START INPUT RECORDS

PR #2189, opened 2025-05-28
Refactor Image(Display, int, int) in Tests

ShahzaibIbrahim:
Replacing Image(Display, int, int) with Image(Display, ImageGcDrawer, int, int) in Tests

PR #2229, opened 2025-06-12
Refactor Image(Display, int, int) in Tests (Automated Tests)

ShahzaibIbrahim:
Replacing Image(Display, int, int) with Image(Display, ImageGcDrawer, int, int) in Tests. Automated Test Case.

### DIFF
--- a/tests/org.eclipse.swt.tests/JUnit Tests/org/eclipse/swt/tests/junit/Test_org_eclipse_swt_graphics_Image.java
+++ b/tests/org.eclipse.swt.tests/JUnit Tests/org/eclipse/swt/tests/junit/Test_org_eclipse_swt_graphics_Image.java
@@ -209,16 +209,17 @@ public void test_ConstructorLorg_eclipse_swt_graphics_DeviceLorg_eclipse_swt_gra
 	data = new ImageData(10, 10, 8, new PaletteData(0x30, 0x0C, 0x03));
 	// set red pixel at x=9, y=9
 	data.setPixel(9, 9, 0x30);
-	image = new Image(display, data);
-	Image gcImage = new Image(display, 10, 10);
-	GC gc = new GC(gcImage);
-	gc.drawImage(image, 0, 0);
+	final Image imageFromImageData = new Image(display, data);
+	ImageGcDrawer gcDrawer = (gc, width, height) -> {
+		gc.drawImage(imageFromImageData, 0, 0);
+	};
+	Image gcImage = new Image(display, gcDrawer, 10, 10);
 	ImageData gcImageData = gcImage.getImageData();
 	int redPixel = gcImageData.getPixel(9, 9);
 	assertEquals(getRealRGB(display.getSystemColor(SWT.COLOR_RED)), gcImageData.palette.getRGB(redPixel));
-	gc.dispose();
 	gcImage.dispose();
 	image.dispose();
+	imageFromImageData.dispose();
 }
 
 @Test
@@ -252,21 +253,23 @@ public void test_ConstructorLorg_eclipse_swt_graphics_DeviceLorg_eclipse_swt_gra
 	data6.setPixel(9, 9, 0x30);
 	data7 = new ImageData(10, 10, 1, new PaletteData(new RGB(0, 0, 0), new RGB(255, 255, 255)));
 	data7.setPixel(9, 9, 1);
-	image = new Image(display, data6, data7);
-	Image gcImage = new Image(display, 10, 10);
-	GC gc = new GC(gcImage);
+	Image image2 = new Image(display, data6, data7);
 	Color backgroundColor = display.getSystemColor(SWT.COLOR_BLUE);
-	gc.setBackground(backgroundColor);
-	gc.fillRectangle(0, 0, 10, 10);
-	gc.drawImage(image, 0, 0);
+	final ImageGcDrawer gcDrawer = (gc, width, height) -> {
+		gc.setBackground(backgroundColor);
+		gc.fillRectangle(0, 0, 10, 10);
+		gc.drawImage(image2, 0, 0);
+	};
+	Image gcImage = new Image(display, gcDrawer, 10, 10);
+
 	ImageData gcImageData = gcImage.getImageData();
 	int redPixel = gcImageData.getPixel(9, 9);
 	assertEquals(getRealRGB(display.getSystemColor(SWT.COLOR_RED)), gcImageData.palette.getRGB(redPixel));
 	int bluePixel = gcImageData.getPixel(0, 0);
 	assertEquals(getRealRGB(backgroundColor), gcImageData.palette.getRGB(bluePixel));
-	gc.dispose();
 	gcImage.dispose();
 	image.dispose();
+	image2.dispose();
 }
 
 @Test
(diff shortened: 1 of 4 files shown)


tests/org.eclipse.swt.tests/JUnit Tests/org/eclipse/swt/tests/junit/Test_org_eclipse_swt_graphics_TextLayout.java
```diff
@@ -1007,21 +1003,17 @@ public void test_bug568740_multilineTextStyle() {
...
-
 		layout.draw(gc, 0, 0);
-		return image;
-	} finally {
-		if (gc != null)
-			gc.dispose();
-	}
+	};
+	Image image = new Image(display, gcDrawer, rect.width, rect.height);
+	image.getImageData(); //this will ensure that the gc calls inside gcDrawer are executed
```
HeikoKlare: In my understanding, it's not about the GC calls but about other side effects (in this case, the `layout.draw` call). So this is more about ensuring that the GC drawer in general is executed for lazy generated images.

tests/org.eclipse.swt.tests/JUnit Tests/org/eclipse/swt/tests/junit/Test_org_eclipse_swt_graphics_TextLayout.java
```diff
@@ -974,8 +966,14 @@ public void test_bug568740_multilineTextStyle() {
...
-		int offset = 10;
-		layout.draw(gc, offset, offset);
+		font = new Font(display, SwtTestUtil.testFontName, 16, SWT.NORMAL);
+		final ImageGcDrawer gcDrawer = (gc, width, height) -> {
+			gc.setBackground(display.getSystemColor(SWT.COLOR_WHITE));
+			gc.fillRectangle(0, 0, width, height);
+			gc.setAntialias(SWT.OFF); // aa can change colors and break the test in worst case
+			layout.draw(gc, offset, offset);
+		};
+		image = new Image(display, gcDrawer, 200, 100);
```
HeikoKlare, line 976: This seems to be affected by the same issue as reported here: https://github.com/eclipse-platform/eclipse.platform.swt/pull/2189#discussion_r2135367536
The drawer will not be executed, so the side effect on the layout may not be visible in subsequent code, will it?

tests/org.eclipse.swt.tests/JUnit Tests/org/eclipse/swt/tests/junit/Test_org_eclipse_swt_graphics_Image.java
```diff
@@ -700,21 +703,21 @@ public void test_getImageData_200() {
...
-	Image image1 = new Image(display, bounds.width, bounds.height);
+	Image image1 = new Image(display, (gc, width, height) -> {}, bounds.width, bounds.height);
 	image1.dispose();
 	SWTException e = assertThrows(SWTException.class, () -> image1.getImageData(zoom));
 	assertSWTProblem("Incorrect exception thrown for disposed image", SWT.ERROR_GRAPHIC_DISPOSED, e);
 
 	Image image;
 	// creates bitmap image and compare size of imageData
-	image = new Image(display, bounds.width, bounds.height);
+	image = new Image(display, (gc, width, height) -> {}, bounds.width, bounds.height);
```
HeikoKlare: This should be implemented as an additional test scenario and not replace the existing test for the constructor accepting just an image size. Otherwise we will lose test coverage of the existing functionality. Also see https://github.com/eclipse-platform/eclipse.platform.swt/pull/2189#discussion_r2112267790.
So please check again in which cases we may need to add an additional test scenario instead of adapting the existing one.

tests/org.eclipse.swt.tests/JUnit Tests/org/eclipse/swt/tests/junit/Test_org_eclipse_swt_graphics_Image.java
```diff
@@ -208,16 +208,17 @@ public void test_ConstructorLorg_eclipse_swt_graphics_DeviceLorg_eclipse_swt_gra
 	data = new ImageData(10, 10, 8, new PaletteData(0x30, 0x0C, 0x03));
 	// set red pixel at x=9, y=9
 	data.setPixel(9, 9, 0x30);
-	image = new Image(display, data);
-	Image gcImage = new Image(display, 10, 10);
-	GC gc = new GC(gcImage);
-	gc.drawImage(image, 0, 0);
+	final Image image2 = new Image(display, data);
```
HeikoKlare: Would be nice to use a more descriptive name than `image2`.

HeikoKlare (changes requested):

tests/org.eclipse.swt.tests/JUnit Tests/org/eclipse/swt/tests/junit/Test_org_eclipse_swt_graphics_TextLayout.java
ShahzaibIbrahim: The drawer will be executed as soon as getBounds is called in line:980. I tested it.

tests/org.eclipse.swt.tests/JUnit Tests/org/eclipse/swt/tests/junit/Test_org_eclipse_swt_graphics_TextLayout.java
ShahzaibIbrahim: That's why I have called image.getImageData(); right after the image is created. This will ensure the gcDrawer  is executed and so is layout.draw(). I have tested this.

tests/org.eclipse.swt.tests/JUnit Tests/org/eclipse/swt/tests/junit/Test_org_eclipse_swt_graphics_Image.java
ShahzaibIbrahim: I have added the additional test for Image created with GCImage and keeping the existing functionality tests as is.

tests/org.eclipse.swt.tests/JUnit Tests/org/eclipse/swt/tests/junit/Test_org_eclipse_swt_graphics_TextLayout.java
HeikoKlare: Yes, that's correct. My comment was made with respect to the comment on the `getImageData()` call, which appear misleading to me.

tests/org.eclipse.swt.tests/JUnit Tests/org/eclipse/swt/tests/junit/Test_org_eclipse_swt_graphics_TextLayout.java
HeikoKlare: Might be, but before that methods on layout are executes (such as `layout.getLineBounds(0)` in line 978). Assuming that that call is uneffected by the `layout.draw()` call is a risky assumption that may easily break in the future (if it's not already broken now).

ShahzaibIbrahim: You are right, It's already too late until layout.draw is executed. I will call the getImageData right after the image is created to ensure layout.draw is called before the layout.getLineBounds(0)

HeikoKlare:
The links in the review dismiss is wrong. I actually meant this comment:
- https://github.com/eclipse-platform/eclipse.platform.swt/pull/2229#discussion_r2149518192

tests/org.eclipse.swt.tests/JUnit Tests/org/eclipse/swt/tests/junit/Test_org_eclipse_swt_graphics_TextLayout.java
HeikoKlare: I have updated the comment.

END INPUT RECORDS

§ **WORK INSTRUCTIONS**
When a line of the records includes "break", that line belongs in the answer.

§ **RESULT OF THE EXERCISE**
+			gc.setAntialias(SWT.OFF); // aa can change colors and break the test in worst case
HeikoKlare: Might be, but before that methods on layout are executes (such as `layout.getLineBounds(0)` in line 978). Assuming that that call is uneffected by the `layout.draw()` call is a risky assumption that may easily break in the future (if it's not already broken now).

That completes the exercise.